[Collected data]
--------------------

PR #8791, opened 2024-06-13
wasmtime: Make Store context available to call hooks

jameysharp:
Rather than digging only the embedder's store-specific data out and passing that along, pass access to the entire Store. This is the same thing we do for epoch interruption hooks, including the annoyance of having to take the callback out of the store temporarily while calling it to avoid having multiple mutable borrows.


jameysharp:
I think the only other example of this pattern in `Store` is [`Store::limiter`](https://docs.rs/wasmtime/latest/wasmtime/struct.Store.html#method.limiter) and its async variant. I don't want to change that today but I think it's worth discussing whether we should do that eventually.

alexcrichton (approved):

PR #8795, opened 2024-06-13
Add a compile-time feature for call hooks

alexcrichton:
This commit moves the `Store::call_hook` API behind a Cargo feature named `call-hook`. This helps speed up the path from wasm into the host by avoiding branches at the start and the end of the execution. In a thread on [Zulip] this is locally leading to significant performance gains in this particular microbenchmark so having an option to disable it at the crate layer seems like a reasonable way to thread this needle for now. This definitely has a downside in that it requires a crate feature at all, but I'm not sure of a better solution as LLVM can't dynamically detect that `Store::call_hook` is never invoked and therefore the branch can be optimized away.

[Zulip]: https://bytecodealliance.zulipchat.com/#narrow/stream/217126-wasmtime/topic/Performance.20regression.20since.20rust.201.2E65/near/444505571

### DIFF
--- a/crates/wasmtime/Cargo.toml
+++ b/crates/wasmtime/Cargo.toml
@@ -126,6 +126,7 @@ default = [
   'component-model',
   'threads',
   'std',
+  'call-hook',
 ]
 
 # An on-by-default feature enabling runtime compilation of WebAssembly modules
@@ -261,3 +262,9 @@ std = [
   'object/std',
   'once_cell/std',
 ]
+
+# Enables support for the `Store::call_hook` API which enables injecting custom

--------------------

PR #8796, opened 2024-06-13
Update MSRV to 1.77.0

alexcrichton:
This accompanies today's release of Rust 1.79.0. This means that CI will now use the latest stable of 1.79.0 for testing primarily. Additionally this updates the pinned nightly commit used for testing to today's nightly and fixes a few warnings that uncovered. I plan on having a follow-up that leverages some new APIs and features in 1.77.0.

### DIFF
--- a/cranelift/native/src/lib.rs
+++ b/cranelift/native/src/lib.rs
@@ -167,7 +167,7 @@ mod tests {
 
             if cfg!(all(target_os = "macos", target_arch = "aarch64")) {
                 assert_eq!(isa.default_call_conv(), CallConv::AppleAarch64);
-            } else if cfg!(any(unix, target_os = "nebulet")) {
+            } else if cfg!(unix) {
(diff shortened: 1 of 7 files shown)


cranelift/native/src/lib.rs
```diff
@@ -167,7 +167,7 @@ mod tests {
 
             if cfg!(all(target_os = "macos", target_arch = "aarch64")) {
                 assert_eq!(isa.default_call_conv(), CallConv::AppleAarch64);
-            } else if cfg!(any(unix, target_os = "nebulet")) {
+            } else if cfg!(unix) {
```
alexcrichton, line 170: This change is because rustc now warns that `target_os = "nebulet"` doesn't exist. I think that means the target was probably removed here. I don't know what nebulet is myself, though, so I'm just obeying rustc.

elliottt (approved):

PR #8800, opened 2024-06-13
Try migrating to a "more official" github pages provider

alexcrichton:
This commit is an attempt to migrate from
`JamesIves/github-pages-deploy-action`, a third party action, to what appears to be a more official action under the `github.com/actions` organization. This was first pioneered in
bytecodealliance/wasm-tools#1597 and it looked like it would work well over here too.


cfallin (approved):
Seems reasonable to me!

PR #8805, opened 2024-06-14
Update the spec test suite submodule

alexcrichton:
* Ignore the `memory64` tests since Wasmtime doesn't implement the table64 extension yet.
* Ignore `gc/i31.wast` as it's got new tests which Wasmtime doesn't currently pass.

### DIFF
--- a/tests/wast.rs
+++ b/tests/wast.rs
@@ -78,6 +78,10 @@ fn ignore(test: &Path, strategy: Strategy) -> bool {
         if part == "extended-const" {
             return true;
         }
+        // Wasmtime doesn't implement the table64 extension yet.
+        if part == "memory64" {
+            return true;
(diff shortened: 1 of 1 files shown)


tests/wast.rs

--------------------

DESCRIPTION OF THE TASK -> Give the number of lines in the entries that include the string "crates", and nothing more.

ANSWER AREA -> 2